In the lens department, nothing that was released this year will be as significant as the 85mm f/1.4L. Not to take anything away form the other lenses, which will have their uses and are significant in their own way, but the new 85mm is a BIG deal for most Canon photographers.

Finally, I want and NEED a Canon full-frame mirrorless. But I don’t want one if it’s going to leave out many professional features that I would find useful in my kit. The M5 has been a fun camera...but that is honestly all it has been - fun. I don’t think anything it does is all too impressive or incredible, but it has been a damn fun camera to walk around and travel with. However, if a full-frame mirrorless were to be released that used an EF mount, it would be game over for Sony’s rule. Not in terms of overall performance....because Canon most certainly will handicap the hell out of whatever mirrorless camera they produce, but it will mean that Canon is right there ready to challenge Sony with a camera. If there aren’t any concrete details on this camera by the end of 2018, I’ll probably buy a Sony A7 III whenever that comes out. I would really like to have a mirrorless full-frame to have some fun with. Crop sensors are a drag for me personally.


----------



## SkynetTX (Dec 12, 2017)

I was completely uninterested in every camera and lens Canon released this year. All of them were full of useless features. The minimum focusing distance of the EF-S 35mm is a way too short, the STM lenses don't support FullTime Manual focusing, and mostly video related functions were developed in the cameras. I hope the next year will be somewhat better.
What I'd like to see is a 250/300mm f/5.6 IS USM Macro with about 75 cm MFD and an EOS 9000D APS-C (or 30*20mm) sensor size camera with no video, no gps, no wi-fi and no nfc. A camera that is made to take STILL pictures. If I finished creating it I will send a complete "Specifications" book to Canon's developers.


----------



## dil_power (Dec 12, 2017)

Honestly in my humble opinion there was absolutely nothing interesting from Canon in 2017. 

Nothing. 

I want innovation and at this stage there is little hope it'll come from Canon. Dual Pixel was and still is great but that's about the only thing they've contributed for the last 10 years...


----------



## leadin2 (Dec 12, 2017)

I bought the EF-S 35mm Macro and used it on my M6 for holidays this year. I really enjoyed shooting with M6 using the tilt and touch screen. It is much lighter than my FF and better image quality than my previous G5X. Really happy with this year’s release. I hope that Canon can release a FF mirrorless soon!


----------



## bereninga (Dec 12, 2017)

The 85mm 1.4L IS USM is definitely the most exciting. People/portraiture is one of the top subjects to shoot (for most people in my opinion). The inclusion of IS in a prime w/ this aperture makes it a great all-around lens that can be used by everyone interested in photography and videography.
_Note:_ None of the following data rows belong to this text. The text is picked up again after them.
PR #7393, opened 2022-05-16
fix java.lang.InstantiationError with abstract beans

graemerocher:
This fixes the failures happening at https://gitlab.com/micronaut-projects/micronaut-graal-tests/-/jobs/2459394445


dstepanov (approved):

dstepanov:
I think you should also exclude abstract beans in `BeanDefinitionInjectProcessor#isDeclaredBean`

graemerocher:
not sure, since that would prevent them generating bean metadata which is a breaking change

sdelamo (approved):

Issue #7158, opened 2022-03-28
Allow changing Host header of proxied HTTP request


yawkat:
### Feature description

Also see spring http client.

jameskleeh:
If you remove the host header manually it will be recalculated, however some may want to store the original one in X-Forwarded-For or one of the other strategies

yawkat:
@jameskleeh right now, for proxied requests, we always recalculate the `Host`: https://github.com/micronaut-projects/micronaut-core/blob/29d395f6b74ee7355a146c70aca219d6bfce3704/http-client/src/main/java/io/micronaut/http/client/netty/DefaultHttpClient.java#L3007

graemerocher:
Triage: this remains a valid HTTP-client proxy enhancement. The current proxy path recalculates `Host`, while callers may need to preserve or intentionally set the upstream host independently from the original request host. Suggested solution: define an explicit proxy-host/forwarded-host policy, make it configurable without silently overriding a caller-provided value, and add tests for direct, proxied, and forwarded-header requests.

Issue #3759, opened 2020-07-20
ProxyHttpClient implementation in DefaultHttpClient does not rewrite Host header


jacobmims:
### Task List

- [x] Steps to reproduce provided
- [ ] Stacktrace (if present) provided
- [ ] Example that reproduces the problem uploaded to Github
- [x] Full description of the issue provided (see below)

### Steps to Reproduce

1. Create a `ProxyHttpClient`
2. Call the `proxy` method on a URI with a `host()` value that is different from the originating service.
3. Note the `Host` header still references the originating service URI's `host()` value.
    - Known issues with Cloud Providers:
       - GCP AppEngine will not accept requests with a `Host` header different from the service being called.

### Expected Behaviour

The `proxy` method should rewrite the `Host` header to the `host()` value of the URI being called by `proxy()`.

### Actual Behaviour

The `Host` header of the request made by the `proxy` method is set to the `host()` value the originating service's URI.

### Environment Information

- **Operating System**: MacOS 10.15.5
- **Micronaut Version:** 2.0.0
- **JDK Version:** 11

Relevant documentation: https://docs.micronaut.io/latest/guide/httpClient.html#proxyClient

jacobmims:
**Update**: I was able to workaround the issue by removing the header when constructing the request. This should probably be standard behavior for the proxy method, instead of having to do it when mutating the request.

```java
private final String host = "some-gcp-project-name.appspot.com";
 
@Override
  protected Publisher<MutableHttpResponse<?>> doFilterOnce(
      HttpRequest<?> request, ServerFilterChain chain) {
    HttpRequest<?> proxyRequest = request.mutate()
        .uri(b -> b.scheme(HttpRequest.SCHEME_HTTPS).port(443).host(host))
        .headers(h -> h.remove("Host"));

    return Publishers.map(client.proxy(proxyRequest), response -> response);
  }
```

miguelaferreira:
If it's worth anything towards validation, I've just faced this same issue while building a web proxy using the ProxyHttpClient.

cpriisholm:
Can confirm that I've seen load balancers and http server return various errors (503, 421...) unless the above workaround is applied.

PR #7396, opened 2022-05-16
Add option to keep request Host header in ProxyHttpClient

yawkat:
Without this patch, the Host header was always cleared and then recomputed from the request URI. This PR adds an overload with an additional boolean flag that if set to true, does not clear the Host header.

Normally I'm not a big fan of such magic flags from a design pov, but I don't see a better solution.

Adds #7158

### DIFF
--- a/http-client-core/src/main/java/io/micronaut/http/client/ProxyRequestOptions.java
+++ b/http-client-core/src/main/java/io/micronaut/http/client/ProxyRequestOptions.java
@@ -1,0 +1,108 @@
+/*
+ * Copyright 2017-2022 original authors
+ *
+ * Licensed under the Apache License, Version 2.0 (the "License");
+ * you may not use this file except in compliance with the License.
+ * You may obtain a copy of the License at
+ *
+ * https://www.apache.org/licenses/LICENSE-2.0
+ *
+ * Unless required by applicable law or agreed to in writing, software
+ * distributed under the License is distributed on an "AS IS" BASIS,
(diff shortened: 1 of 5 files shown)


timyates:
FYI: We changed to be "on-spec" (and rewrite the header) here https://github.com/micronaut-projects/micronaut-core/pull/6739 after a user raised an issue here https://github.com/micronaut-projects/micronaut-core/issues/3759

yawkat:
Yes I think the rewrite is usually the correct behavior

graemerocher:
Can we turn the argument into a `ProxyOptions` type with a builder style? Adding a single flag now means that if we ever need another one if the future it will create a mess of the API

http-client-core/src/main/java/io/micronaut/http/client/ProxyRequestOptions.java
```diff
@@ -0,0 +1,108 @@
...
+ * limitations under the License.
+ */
+package io.micronaut.http.client;
+
+import java.util.Objects;
+
+/**
+ * Further options for {@link ProxyHttpClient} when handling proxy requests.
+ */
+public final class ProxyRequestOptions {
```
graemerocher, line 23: Add `@since` and author tags

graemerocher (changes requested):

timyates (approved):
👍 

Can't think of a way to increase the coverage apart from maybe checking equals() works

But that's probably chasing a statistic, and not adding much value

graemerocher (approved):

I also think the M6 is an underrated camera with lots of good features, one being focus-peaking for manually focusing during video. I think this is a feature not found on many Canons.


----------



## IglooEater (Dec 12, 2017)

ThanksCR, your voting thing worked flawlessly on iPhones ne this time


----------



## chrysoberyl (Dec 12, 2017)

SkynetTX said:


> The minimum focusing distance of the EF-S 35mm is a way too short



Totally agree; I was interested until I saw that.



SkynetTX said:


> What I'd like to see is a 250/300mm f/5.6 IS USM Macro with about 75 cm MFD



OK, I'd buy one, too. I wonder whether we are the entire market.


----------



## Click (Dec 12, 2017)

Done


----------



## RGF (Dec 12, 2017)

though choice for 2018. There were two items I would really like to see - 7DM3 and 600DO, but I could only vote once so I went with the 600DO.


----------



## midluk (Dec 12, 2017)

Where can I vote for the MT-26EX-RT?



SkynetTX said:


> What I'd like to see is a 250/300mm f/5.6 IS USM Macro with about 75 cm MFD


Magnification (1:1 for macro), focal length and MFD are not free to choose. You are only free to choose two of those, the third results automatically (within some slight variation depending on lens design and from where you measure).
Assuming the focal length at MFD is not significantly longer than the nominal value at infinity focus, the minimum distance from lens front element to object should be very close to the focal length.
Afaik MFD is usually measured from the sensor, this would then be about focal length + length of lens + sensor flange distance. But you are likely asking for working distance from the front of the lens, for which 75cm is unrealistic at 300mm and 1:1.


----------



## Deleted member 378664 (Dec 12, 2017)

For me the 6D MarkII was my favourite gear which I bought meanwhile (should arrive tomorrow). It is just about the right successor for my 5D Mark II. I never could justify a 5D Mark III let alone a 5D Mark IV as their AF systems are way too "over-sophisticated" for my personal needs.

Frank


----------



## neuroanatomist (Dec 12, 2017)

chrysoberyl said:


> SkynetTX said:
> 
> 
> > The minimum focusing distance of the EF-S 35mm is a way too short
> ...



As opposed to all those other 28-35mm macro lenses with much longer MFDs? I mean, it's not like focal length is inversely related to MFD for a macro lens, or anything like that, right? Poor, uninnovative Canon, damn them for not being able to change the laws of optical physics. Or maybe it's just that you don't understand the relevant concepts... :


----------



## okaro (Dec 12, 2017)

No group for compact cameras?


----------



## Tangent (Dec 12, 2017)

Number one on my wish list for 2018 is a Canon 6D mk III with a new sensor with high DR. And a wider spread on the AF points. And more versatility of video output. And maybe 4k, too, why not?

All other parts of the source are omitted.